Search the material below for the word "override". Copy every line that has it.

→ GIVEN ENTRIES:
----

PR #1288, opened 2023-05-26
Migrate to Circuit

chrisbanes:


common/ui/circuit-overlay/src/main/kotlin/app/tivi/overlays/BottomSheetOverlay.kt
```diff
@@ -0,0 +1,95 @@
...
+import androidx.compose.ui.unit.Dp
+import com.slack.circuit.foundation.CircuitContent
+import com.slack.circuit.overlay.Overlay
+import com.slack.circuit.overlay.OverlayHost
+import com.slack.circuit.overlay.OverlayNavigator
+import com.slack.circuit.runtime.Screen
+import kotlinx.coroutines.launch
+
+@OptIn(ExperimentalMaterial3Api::class)
+class BottomSheetOverlay<Model : Any, Result : Any>(
```
ZacSweers, line 40: Do you think we should offer a batteries-included component like this? Definitely know there's like 4 different implementations of this same idea floating around different repos at the moment heh

common/ui/circuit-overlay/src/main/kotlin/app/tivi/overlays/BottomSheetOverlay.kt
```diff
@@ -0,0 +1,95 @@
...
+            scrimColor = if (scrimColor.isSpecified) scrimColor else BottomSheetDefaults.ScrimColor,
+            sheetState = sheetState,
+            onDismissRequest = { navigator.finish(onDismiss()) },
+        )
+
+        LaunchedEffect(Unit) { sheetState.show() }
+    }
+}
+
+suspend fun OverlayHost.showInBottomSheet(
```
ZacSweers, line 87: Nice

common/ui/circuit-overlay/src/main/kotlin/app/tivi/overlays/BottomSheetOverlay.kt
```diff
@@ -0,0 +1,95 @@
...
+    screen: Screen,
+): Unit = show(
+    BottomSheetOverlay(Unit, {}) { _, _ ->
+        // We want to use `onNavEvent` here to finish the overlay but we're blocked by
+        // https://github.com/slackhq/circuit/issues/653
```
ZacSweers, line 92: 👀

common/ui/screens/build.gradle.kts
ZacSweers, line 1: Defining all your screens separately's an interesting pattern. How do you like it vs co-locating them with the presenters/ui?

common/ui/screens/src/commonMain/kotlin/app/tivi/screens/Screens.kt
```diff
@@ -0,0 +1,76 @@
...
+    )
+}
+
+@CommonParcelize
+object TrendingShowsScreen : TiviScreen(name = "TrendingShows()")
+
+@CommonParcelize
+object UpNextScreen : TiviScreen(name = "UpNext()")
+
+abstract class TiviScreen(val name: String) : Screen {
```
ZacSweers, line 74: Out of curiosity, what's the benefit of defining a name string vs using the screen simple name? We do the latter in slack for analytics

common/ui/screens/src/commonMain/kotlin/app/tivi/screens/Screens.kt
```diff
@@ -0,0 +1,76 @@
...
+    open val arguments: Map<String, *>? = null
```
ZacSweers, line 75: I'd be curious to learn more about this!

ui/account/src/main/java/app/tivi/account/AccountComponent.kt
```diff
@@ -0,0 +1,35 @@
...
+interface AccountComponent {
+    @IntoSet
+    @Provides
+    @ApplicationScope
+    fun bindAccountPresenterFactory(factory: AccountUiPresenterFactory): Presenter.Factory = factory
+
+    @IntoSet
+    @Provides
+    @ApplicationScope
+    fun bindAccountUiFactory(factory: AccountUiFactory): Ui.Factory = factory
```
ZacSweers, line 34: Do you think there's anything we could do to make these kind of stuff easier to use in other DI systems like kotlin-inject? We built anvil support mostly because that's just what we use, but open to supporting other stuff if there's stuff you think is reusable

ui/account/src/main/java/app/tivi/account/AccountPresenter.kt
```diff
@@ -21,28 +21,47 @@ import androidx.compose.runtime.LaunchedEffect
...
+class AccountUiPresenterFactory(
+    private val presenterFactory: (Navigator) -> AccountPresenter,
+) : Presenter.Factory {
+    override fun create(screen: Screen, navigator: Navigator, context: CircuitContext): Presenter<*>? {
+        return when (screen) {
+            is AccountScreen -> presenterFactory(navigator)
+            else -> null
+        }
+    }
+}
```
ZacSweers, line 51: For cases not using a code gen tool, anything we could do to make these simpler? Maybe a `ScreenPresenterFactory(Screen,Function)` API that dries some of this up?

ui/discover/src/main/java/app/tivi/home/discover/Discover.kt
```diff
@@ -76,82 +75,80 @@ import app.tivi.common.compose.bodyWidth
...
-    openTrendingShows: () -> Unit,
-    openPopularShows: () -> Unit,
-    openRecommendedShows: () -> Unit,
-    openShowDetails: (showId: Long, seasonId: Long?, episodeId: Long?) -> Unit,
-    openUser: () -> Unit,
+    state: DiscoverUiState,
+    modifier: Modifier = Modifier,
 ) {
-    val viewState = viewModel.presenter()
+    val scope = rememberCoroutineScope()
```
ZacSweers, line 114: You may wanna check out StableCoroutineScope: https://github.com/slackhq/circuit/blob/main/samples/star/src/main/kotlin/com/slack/circuit/star/ui/StableCoroutineScope.kt

ui/account/src/main/java/app/tivi/account/AccountComponent.kt
ZacSweers: Another option is you could group these together into one composite factory, and possibly even cover multiple screens within it

ui/episode/track/src/main/java/app/tivi/episode/track/EpisodeTrackPresenter.kt
```diff
@@ -48,17 +51,30 @@ import me.tatarka.inject.annotations.Assisted
...
-class EpisodeTrackViewModel(
-    @Assisted savedStateHandle: SavedStateHandle,
+class EpisodeTrackUiPresenterFactory(
+    private val presenterFactory: (EpisodeTrackScreen, Navigator) -> EpisodeTrackPresenter,
+) : Presenter.Factory {
+    override fun create(
+        screen: Screen,
+        navigator: Navigator,
+        context: CircuitContext,
+    ): Presenter<*>? = when (screen) {
```
ZacSweers, line 61: Side not - these are `fun interface` so could it be simpler to use the function syntax?

ZacSweers (commented):
This is really cool! Bunch of questions for ya about things that we could maybe do better on the Circuit side

ui/episode/track/src/main/java/app/tivi/episode/track/EpisodeTrackPresenter.kt
ZacSweers: ehh nevermind I guess it's not possible to use class delegation with a function input. Tried it locally without success

common/ui/circuit-overlay/src/main/kotlin/app/tivi/overlays/BottomSheetOverlay.kt
chrisbanes: Yeah I was thinking the same thing. Probably worth keeping as a separate artifact. It also gets tricky with Jetpack Compose vs Compose Multiplatform.

common/ui/screens/build.gradle.kts
chrisbanes: If you co-locate them with the presenters, how do you navigate to another screen?

I didn't want screen modules depending on other screen modules, and basically I see these classes as Intents.

Having them globally available allows the only coupling to be these objects.

ZacSweers: fair point!

common/ui/screens/src/commonMain/kotlin/app/tivi/screens/Screens.kt
chrisbanes: I wanted to avoid weirdness with obfuscation. I also have existing labels and wanted these to match for consistency.

common/ui/screens/src/commonMain/kotlin/app/tivi/screens/Screens.kt
chrisbanes: These are solely there for analytics. These gets pushed up to Crashlytics along with screen views.

ui/account/src/main/java/app/tivi/account/AccountComponent.kt
chrisbanes: Personally I didn't have a problem with writing these. 

kotlin-inject makes creating the assisted injection factory super simple, which helped a lot.

I'm not sure how much of this stuff could be transferable across DI systems tbh.

ui/account/src/main/java/app/tivi/account/AccountPresenter.kt
chrisbanes: I thought about writing exactly that, but the only thing you're really saving is the `when`.

You still need a class somewhere to inject the assisted factory. I guess you could move that to the component/module instead, and just call a `ScreenPresenterFactory()`.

----

→ PROBLEM SOLUTION:
+    override fun create(screen: Screen, navigator: Navigator, context: CircuitContext): Presenter<*>? {
+    override fun create(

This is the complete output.